In this case, the needs and interests (and rights) of children are totally overlooked in the debate. The whole emphasis is on the rights of adults to do as they please. No talk of adult responsibility is heard, and no one is speaking up for the poor child conceived in such radical family experiments. The right of a child to be born and raised by two biological parents has given way to parenting by committee. In the IVF process, three, four or five different players in the game can be found. How is a child supposed to make sense of such a reproductive menagerie?
Lesbians and singles will argue that they can love a child just as much as anyone else can. Indeed, this was the line taken ad nauseum by Lisa Meldrum, the single woman who first opened this latest can of bioethical worms. She insisted that she could do a great job of raising her IVF child.
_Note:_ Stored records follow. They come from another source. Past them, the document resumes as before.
PR #258, opened 2026-03-24
Refactor CPU feature detection to use an explicit x86 whitelist

### LINKED ISSUE #244: [Feature]: Add CI pipeline for RISC-V / RVV
### Problem / Motivation

As zvec involves performance-critical vector operations, supporting RISC-V Vector Extensions is a highly valuable capability. However, without a dedicated CI pipeline for the RISC-V architecture, any new commits to the C++ core might inadvertently break RVV optimizations, cause compilation failures on RISC-V targets, or introduce silent logic regressions.
Relying on developers to manually cross-compile and test RVV implementations locally before releases is prone to human error and slows down the development cycle. Having an automated CI workflow ensures that RVV code paths are continuously verified.

### Proposed Solution

```python

```

### Alternatives Considered

_No response_

### Affected Area

_No response_

ihb2032:
Currently, cpu_features.cc assumes that any architecture that is not __ARM_ARCH must be an x86/x64 architecture and attempts to include <cpuid.h>. This causes fatal compilation errors on other architectures like RISC-V.
Changes Proposed
This PR refactors the preprocessor directives to use an explicit "whitelist" approach:
  - <cpuid.h> and x86-specific CPUID logic are now only compiled when __x86_64__ or __i386__ is explicitly defined or under MSVC for Windows.
  - All other architectures including ARM, RISC-V, etc. will safely fall back to the default initialization, allowing the project to compile successfully as generic C++ code.

Motivation
This resolves build failures on RISC-V environments and sets up a clean, safe foundation for potentially adding architecture-specific optimizations in the future.
closed #244

### DIFF
--- a/.github/workflows/03-macos-linux-build.yml
+++ b/.github/workflows/03-macos-linux-build.yml
@@ -88,7 +88,8 @@ jobs:
 
       - name: Install dependencies
         run: |
-          python -m pip install --upgrade pip \
+          python -m pip install --upgrade pip
+          python -m pip install \
             pybind11==3.0 \
             cmake==3.30.0 \
             ninja==1.11.1 \
--- a/.github/workflows/03-macos-linux-build.yml
+++ b/.github/workflows/03-macos-linux-build.yml
@@ -99,6 +99,7 @@ jobs:
 
       - name: Install dependencies
         run: |
+<<<<<<< HEAD
           $PYTHON -m pip install --upgrade pip \
             pybind11==3.0 \
             cmake==3.30.0 \
@@ -107,6 +108,17 @@ jobs:
             pytest-xdist \
             scikit-build-core \
             setuptools_scm
+=======
+          $PYTHON -m pip install --upgrade pip          
+          DEPS="pybind11==3.0 cmake==3.30.0 ninja==1.11.1 pytest scikit-build-core setuptools_scm"
+          
+          if [[ "${{ inputs.os }}" == *"riscv"* ]]; then
+            echo "RISC-V architecture detected. Adding build tools for compiling numpy from source..."
+            DEPS="$DEPS meson-python meson Cython"
+          fi
+          
+          $PYTHON -m pip install $DEPS
+>>>>>>> 61d8516 (ci: add RISC-V numpy dependencies)
         shell: bash
 
       - name: Build from source
--- a/.github/workflows/03-macos-linux-build.yml
+++ b/.github/workflows/03-macos-linux-build.yml
@@ -97,6 +97,22 @@ jobs:
           echo "$($PYTHON -c 'import site; print(site.USER_BASE)')/bin" >> $GITHUB_PATH
         shell: bash
 
+      - name: Get pip cache dir
+        if: ${{ contains(inputs.os, 'riscv') }}
+        id: pip-cache
+        run: |
+          echo "dir=$($PYTHON -m pip cache dir)" >> $GITHUB_OUTPUT
+        shell: bash
+
+      - name: Cache pip dependencies for RISC-V
+        if: ${{ contains(inputs.os, 'riscv') }}
+        uses: actions/cache@v4
+        with:
+          path: ${{ steps.pip-cache.outputs.dir }}
+          key: ${{ runner.os }}-riscv-pip-${{ hashFiles('**/pyproject.toml') }}
+          restore-keys: |
+            ${{ runner.os }}-riscv-pip-
+
       - name: Install dependencies
         run: |
 <<<<<<< HEAD
--- a/.github/workflows/03-macos-linux-build.yml
+++ b/.github/workflows/03-macos-linux-build.yml
@@ -97,22 +97,6 @@ jobs:
           echo "$($PYTHON -c 'import site; print(site.USER_BASE)')/bin" >> $GITHUB_PATH
         shell: bash
 
-      - name: Get pip cache dir
-        if: ${{ contains(inputs.os, 'riscv') }}
-        id: pip-cache
-        run: |
-          echo "dir=$($PYTHON -m pip cache dir)" >> $GITHUB_OUTPUT
-        shell: bash
-
-      - name: Cache pip dependencies for RISC-V
-        if: ${{ contains(inputs.os, 'riscv') }}
-        uses: actions/cache@v4
-        with:
-          path: ${{ steps.pip-cache.outputs.dir }}
-          key: ${{ runner.os }}-riscv-pip-${{ hashFiles('**/pyproject.toml') }}
-          restore-keys: |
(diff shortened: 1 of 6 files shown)


richyreachy:
hi @ihb2032, as we noticed that RISC-V is available on github runner (https://github.com/alibaba/zvec/issues/244), could you please setup a CI job on it along with this PR?

.github/workflows/03-macos-linux-build.yml
```diff
@@ -4,24 +4,23 @@ on:
   workflow_call:
```
richyreachy, line 4: as we checked, it's better to add one entry in **01-ci-pipeline.yml.** Takes clang as example, change os and platform to RISCV related. 


build-and-test-linux-x64-clang:
  name: Build & Test (linux-x64-clang)
  needs: lint
  uses: ./.github/workflows/03-macos-linux-build.yml
  with:
    platform: linux-x64-clang
    os: ubuntu-24.04
    compiler: clang

richyreachy: Otherwise, it would bring a bundle of CI jobs.

.github/workflows/03-macos-linux-build.yml
```diff
@@ -125,17 +124,3 @@ jobs:
           ./core-example
           ./ailego-example
         shell: bash
-
-      - name: Run C Examples
```
richyreachy, line 140: Hi, C examples job cannot to be deleted as used to test Zvec C API. Is there any concerns about it?

richyreachy: This file, as I can see, would not be changed.

richyreachy:
@ihb2032 please take a look at this error: https://github.com/alibaba/zvec/actions/runs/24500696519/job/71607486150

Seems the ci job can be brought up after Github App was setup. 

Any problem, let me know.

ihb2032:
Hi @richyreachy, thanks for pointing that out!

I checked the logs and the issue is that `actions/setup-python` currently doesn't provide a pre-built Python 3.10 binary for the `riscv64` architecture on Ubuntu 24.04.

To fix this without breaking the other builds that share `03-macos-linux-build.yml`, I've updated the workflow to conditionally use Python 3.12 only when `inputs.platform == 'linux-riscv64'`, while keeping the rest on 3.10.

I've just pushed the fix, let's see if the CI turns green!

ihb2032:
Hi @richyreachy, the RISC-V CI failed due to a timeout. Would it be possible to split the build and test phases to prevent this?

richyreachy:
> Hi @richyreachy, the RISC-V CI failed due to a timeout. Would it be possible to split the build and test phases to prevent this?

There's hard timeout limit(6 hours ) for CI jobs. Since test stage depends on the outcome of build, it may need some effects to figure out how to shrink the process.

ihb2032:
Hi @richyreachy,
To address the timeout while keeping the workflow stable, I'm thinking of a targeted optimization for the RISC-V build.
We could update the workflow to use the wheel provided by RISE for the cmake package, but only when the platform is linux-riscv64. For all other architectures, we’ll continue to use the standard packages from PyPI to ensure no regressions.
According to my estimate, this change could shave off nearly 1 hour from the RISC-V CI job. Does this conditional approach sound good to you?

richyreachy:
> Hi @richyreachy,
> 
> To address the timeout while keeping the workflow stable, I'm thinking of a targeted optimization for the RISC-V build.
> 
> We could update the workflow to use the wheel provided by RISE for the cmake package, but only when the platform is linux-riscv64. For all other architectures, we’ll continue to use the standard packages from PyPI to ensure no regressions.
> 
> According to my estimate, this change could shave off nearly 1 hour from the RISC-V CI job. Does this conditional approach sound good to you?

Yes. The workflow for RISC-V is slower compared to other architectures. Every measurement deserves a try for execution time optimization.

ihb2032:
Hi @richyreachy,
Found two failures in the CI:
1. C++ Tests: hnsw_streamer_test failed.
2. Python Tests: Failed due to the runner (rise-riscv-runner-8wj32esoq) missing the python3.10 environment (command not found).
The Python failure looks like a runner environment issue. Could you please help re-run the Python tests? Also, PTAL at the HNSW test failure.

richyreachy:
> Hi @richyreachy, Found two failures in the CI:
> 
> 1. C++ Tests: hnsw_streamer_test failed.
> 2. Python Tests: Failed due to the runner (rise-riscv-runner-8wj32esoq) missing the python3.10 environment (command not found).
>    The Python failure looks like a runner environment issue. Could you please help re-run the Python tests? Also, PTAL at the HNSW test failure.

The python test is still failing. 

@iaojnh  please take a look at the streamer test failure.  Looks like precision problem caused by randomly generated data.

ihb2032:
@richyreachy  Could you please re-run the failed Python and C++ test jobs? They failed due to a transient runner environment issue, not a code error. Thanks!

richyreachy:
> @richyreachy Could you please re-run the failed Python and C++ test jobs? They failed due to a transient runner environment issue, not a code error. Thanks!

Done. please keep tabs on them.

ihb2032:
@richyreachy Good news is that all the other RISC-V tests have passed. As I pointed out earlier, the C++ test failure is just down to the hnsw_streamer_test case.

Glad to hear it! Could @iaojnh please take a look at the streamer test failure? To my knowledge, it should already be resolved.

Here's the fix: https://github.com/alibaba/zvec/pull/375

ihb2032:
@richyreachy Looks like the remaining C++ test failure is still stemming from hnsw_streamer_test.

ihb2032:
@richyreachy @iaojnh It looks like the CI is still failing on hnsw_streamer_test. Could you take another look?

ihb2032:
Hi @iaojnh, FYI, the linux-riscv64 C++ CI is failing on `HnswStreamerTest.TestKnnSearchCosine` due to a borderline recall assertion.

richyreachy:
hi @ihb2032 can you use cache by following this commit? https://github.com/alibaba/zvec/commit/d91867e00edb59a6fdc9a63fabd0b6db5f0d699d

richyreachy:
hi @ihb2032 

Good news that all runtime errors have been fixed!

As we discussed internally, since the workflow runs quite slowly, it would be more efficient to run this CI job nightly instead. Here’s an example for reference:
https://github.com/alibaba/zvec/blob/main/.github/workflows/nightly_coverage.yml

Any problem or concern, please let me know.

ihb2032:
Makes sense! Thanks for the reference link. I will update the workflow trigger to run nightly and push the update.

richyreachy (approved):
LGTM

On a debate about the issue on 60 Minutes last year she angrily challenged me, saying who was I to judge her, and claiming she would be a loving, committed mother. In my response to her I said, “No one doubts that you could be a wonderful mother. But you will make a lousy father.” And that is just the point. Children need a father as much as they need a mother. All the social science evidence clearly points to this truth.
To deliberately seek to bring a child into the world, with the intention of depriving the child of one of the two most important persons in their life is a form of child abuse. Strong words – but the weight of social science research overwhelmingly backs this up. By every indicator, a child will do much better when raised in an intact two-parent family, preferably cemented by marriage. A child who is not so raised will be more likely to become involved in crime, do poorly in school, commit suicide and experiment with drugs.
Yet none of this seems to be of concern to the new social engineers. They want to maximize adult happiness, even if it means minimizing child well-being. If these new guidelines are approved, this is just what we will see: maximizing child misery while expanding the never-ending list of demands of the rights industry.